Dans le dialogue social et la concertation internes aux poles, quid des conseils de poles, qui n'apparaissent pas dans la loi?
Enfin, j'ai la chance de travailler dans un etablissement qui n'elabore pas un projet medical d'une part et un projet de soins infirmiers d'autre part, mais un projet de prise en charge des patients.

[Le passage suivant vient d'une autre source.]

PR #1714, opened 2024-07-01
enable new nxspe files to be read wthout error

cmarooney-stfc:
Draft PR (still debug info in some source) to test reading of these new files with the existing nxspe reader. the changes test the ability to read. 

The code to populate instruments with the additional information has not yet been added

PR #1765, opened 2024-10-25
Enable nxspe reader for instrument data

cmarooney-stfc:
Draft PR (still debug info in some source) to test reading of these new files with the existing nxspe reader. the changes test the ability to read.

The code to populate instruments with the additional information has not yet been added

This supersedes PR #1714 which is corrupt because it still contains references to the too-large original nxspe test files. The ones here have had their energy bins reduced in size from 640 to 10 to fit within the github limit. The python script used to shrink the files has also been added


abuts (commented):
Comment: 
I do not understand the meaning of these changes. 
Either you want to read whole instrument from nxspe -- then `read_instrument` method should be present on nxspe loader, and a dumb `read_instrument` returning empty instrument on other loaders. and `read_instrument` shoild return whole insturument. 

Or you may want to read part of the instrument -- then bunch of the methods for components should be present with dumb equivalents on the interface. 

This is some unclear mixture which reads instrument but uses other fake `"read"` methods to construct instrument. The purpose of such excersize is absolutely unclear to me.

PR #1773, opened 2024-11-13
changes to crystal alighnment

abuts:
1) Alignment operations made commutative (or rather not commutable but see the comment at the end), and unit tests to prove this.
2) Minor  bug in `refine_crystal_strip_pars`
3) formal changes to names of some functions and methods. 

To reviewer:
To see actual changes, it would be reasonable to walk commit-by commit. There are few actual changes. There are a lot of formal changes related to function/methods renaming


_test/test_change_crystal/test_change_crystal_bragg_coarse.m
```diff
@@ -634,11 +705,12 @@ function test_rotmat_recovery(~)
 
             assertElementsAlmostEqual(corr.rotmat,rotmat_rec);
         end
+
         function test_corrections_work_in_parallel(obj)
             % testing if multifit works when parallel_miltifit option is true
-            % At the momentm no parallel is invoked in refine_crystal, 
+            % At the momentm no parallel is invoked in refine_crystal,
```
cmarooney-stfc, line 771: mometm --> moment

horace_core/sqw/@sqw/refine_crystal_strip_pars.m
```diff
@@ -34,10 +35,12 @@
...
 
-% Compute rotation matrix and new ub matrix
-rotmat = rotvec_to_rotmat2(rotvec);
-ub = ubmatrix(xtal.urot,xtal.vrot,bmatrix(alatt,angdeg));
-rlu_corr = ub\rotmat*xtal.ub0;
+% Compute rotation matrix and new ub matrix : unclear meaning of this code.
+% it seems the replacemant below 
+%rotmat = rotvec_to_rotmat2(rotvec);
+%ub = ubmatrix(xtal.urot,xtal.vrot,bmatrix(alatt,angdeg));
+%rlu_corr = ub\rotmat*xtal.ub0;
```
cmarooney-stfc, line 42: this makes the user even more uncertain. The sentence on L 39 is incomplete. Can we drop all the new comments and just let people look at crystal_alignment_info?

horace_core/sqw/PixelData/@pix_metadata/private/set_alignment_matr_.m
```diff
@@ -1,5 +1,8 @@
 function  obj = set_alignment_matr_(obj,val)
 %SET_ALIGNMENT_MATR_ helper property which checks and sets alignment matrix
+% if alignment matrix differs from unary matrix, it is stored in the class
```
cmarooney-stfc, line 3: unary --> unit

this is not quite correct; alignment_matr_ is always set below. What is added is a min threshold for the difference, otherwise the unit matrix is stored. There is no attempt to assume that e.g. alignment_matr_==[] will be expanded to eye on the fly

_test/test_change_crystal/test_crystal_alignment_info.m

Igor AURIANT, President de CME, CH de Dieppe
Notre hopital ne contractualise que sur des objectifs de qualite. Ainsi, le dimensionnement des equipes s'effectue au vu d'indicateurs qualitatifs. Nous avons en outre demande que soit cree au sein de l'hopital un comite d'ethique de la T2A et d'ethique de la prise en charge du patient. Les medecins n'ont pas a assumer la lourdeur du controle financier. En revanche, ils peuvent parfaitement suivre la logique financiere de l'activite, et contractualiser uniquement sur la qualite (par exemple sur le taux de remplissage d'une salle ou sur la qualite du bloc de chimiotherapie). Cette dimension est indispensable pour preserver le service public. C'est une facon non pas de transformer les medecins en managers financiers, ce qui n'est pas leur role, mais d'effectuer un pilotage medical avec les soignants et les patients, dans le but de rendre un service de qualite.

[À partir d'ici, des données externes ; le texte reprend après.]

PR #1775, opened 2024-11-19
bug in alignment

abuts:
While working with alignment code, I have identified another bug there.  There was a way to change pixels alignment directly in file, which has not been modified similarly to the changes for filebacker/memorybased `sqw` objects.
In other words, `change_crystal` filebacked operation with metadata was missing multiplication by new alignment matrix, added to operations with `sqw` objects earlier

This PR adds unit test demonstrating the bug and fixture for it.

### DIFF
--- a/_test/test_change_crystal/test_change_crystal_bragg_coarse.m
+++ b/_test/test_change_crystal/test_change_crystal_bragg_coarse.m
@@ -273,9 +273,7 @@ classdef test_change_crystal_bragg_coarse < TestCaseWithSave
         end
         %------------------------------------------------------------------
         %------------------------------------------------------------------
-        function test_revert_alignment_works_on_file_and_on_filebacked(obj)
-            corr  = crystal_alignment_info([5.0191 4.9903 5.0121], ...
-                [90.1793 90.9652 89.9250], [-0.0530 0.0519 0.0345]);
+        function test_revert_alignment_same_on_file_and_on_filebacked_object(obj)
             test_file_fb = build_tmp_file_name(obj.misaligned_sqw_file);
             copyfile(obj.misaligned_sqw_file, test_file_fb, 'f');
             test_file_file = fullfile(tmp_dir,'misaligned_file_to_check_reversion.sqw');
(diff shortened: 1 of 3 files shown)


horace_core/lattice_functions/bragg_positions.m
```diff
@@ -171,6 +170,7 @@
         bin_t=trans_bin_width;
         thick_t=trans_thickness;
     else
+        modQ=norm(proj.transform_hkl_to_pix(Qrlu(:)));   % length of Q vector in Ang^-1
```
cmarooney-stfc, line 173: need for clarification rather than flagging an issue. The move of old line 142 to 173 could be due to (a) calculate modQ only for efficiency reasons; do not evaluate if absolute binning OR (b) ensure that proj here picks up the value set on line 157 rather than pick up the value from line 131 for i==1 OR (c) both. 

Could we delete line 131, use img.proj rather than proj in lines 132-133, and fix the comments at 145-146 so that u and v are appropriately described. Also add comment into the PR description saying what has been fixed

_test/test_change_crystal/test_change_crystal_bragg_coarse.m
```diff
@@ -273,6 +273,46 @@ function test_finalize_alignment_on_file_keep(obj)
...
+            test_fb = sqw(test_file_fb,'file_backed',true);
+            assertTrue(test_fb.is_filebacked, ...
+                'This test validates filebacked operations but the object test_fb placed in memory')
+            test_fb = test_fb.set_as_tmp_obj();
+            assertTrue(test_fb.is_tmp_obj)
+
+
+            % TEST:
+            % apply alignment on FB object
+            test_fb_ref = change_crystal(test_fb, corr);
```
cmarooney-stfc, line 295: be nice if line 277 were placed just before this one so we can see quickly what corr means

_test/test_change_crystal/test_change_crystal_bragg_coarse.m
cmarooney-stfc, line 1: PR description says: "While working with alignment code, I have identified another bug there.

This PR adds unit test demonstrating the bug and fixture for it". I cannot see where this test demonstrates the bug. That should be detection of  failure resulting from it. The bits of the test should be commented to say what they do with respect to this bug fix

It would be good if the PR description actually says what the bug is so we know which bits of the changes do what.

cmarooney-stfc (changes requested):

_test/test_change_crystal/test_change_crystal_bragg_coarse.m
abuts: before the fixture, the test was demonstrating the bug. After the fixture, it shows that code works.

horace_core/lattice_functions/bragg_positions.m
abuts: Despite the changes I did are probably more correct than the previous one(picking up homoheneous ) , I better restore previous behaviour as do not have sufficient experience in using relative units.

Clemence BASSE, diplomee de l'ESCP Europe et etudiante en medecine
J'ai consacre mon memoire de fin d'etudes a la mise en place des poles d'activite et a la gestion du changement a l'hopital. A l'occasion de ce travail, il m'a semble percevoir que certains chefs de poles jouaient un role d'intermediaire entre la hierarchie d'une part et d'autre part des equipes medicales, des chefs de service et des medecins qui n'avaient pas necessairement adopte l'esprit du pole ni de la nouvelle gouvernance, et en avaient meme une vision critique. Pour deployer cette nouvelle culture, peut-etre faudrait-il sensibiliser les jeunes medecins, infirmieres et administratifs d'aujourd'hui, car ce sont eux qui occuperont demain les postes de chefs de poles ou de presidents de CME.

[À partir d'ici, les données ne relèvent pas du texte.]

PR #1801, opened 2025-01-06
fix fetch of glc

cmarooney-stfc:
Responding to #1791 this fixes unique_references_container for the existing implementation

Un medecin de readaptation et consultant
Je deplore les tres faibles avancees de la recherche en management hospitalier. Rappelons que l'une des missions de l'hopital public est la recherche. N'y a-t-il pas de place pour plus de recherche en management hospitalier, dans un cadre interdisciplinaire et avec par exemple le concours de philosophes et de specialistes de l'ethique ?

Francis FELLINGER
Meme si la loi ne prevoit plus les conseils de poles, il est clair qu'un pole, s'il veut fonctionner, doit federer les energies qui le composent et donc creer un dialogue social. Il faudra, d'une facon ou d'une autre, trouver un lieu de debat, de proposition et de construction du projet de pole.

Jean-Paul SEGADE
L'hopital ne sera jamais une entreprise au sens commercial du terme. Cela ne signifie pas pour autant qu'il n'est pas une entite economique et qu'il ne doit pas etre capable de travailler sur des questions comme le cout marginal ou les economies d'echelles. Les echanges entre l'hopital et le secteur prive ne peuvent que nous enrichir mutuellement. Enfin, je suis favorable a la creation de programmes de recherche en matiere de gestion. Pourquoi ne pas demander au Ministere de soutenir des programmes hospitaliers de recherche clinique (PHRC) qui concilieraient les aspects medicaux et administratifs ?

Alain DESTEE
Certains se sont emus que le patient soit trop peut evoque. J'ai pourtant rappele en preambule que notre souci etait l'efficience, c'est-a-dire le souci d'apporter les meilleurs soins aux patients, au meilleur cout. Notre preoccupation du patient a sous-tendu notre reflexion de la matinee, comme elle a sous-tendu l'elaboration de la loi.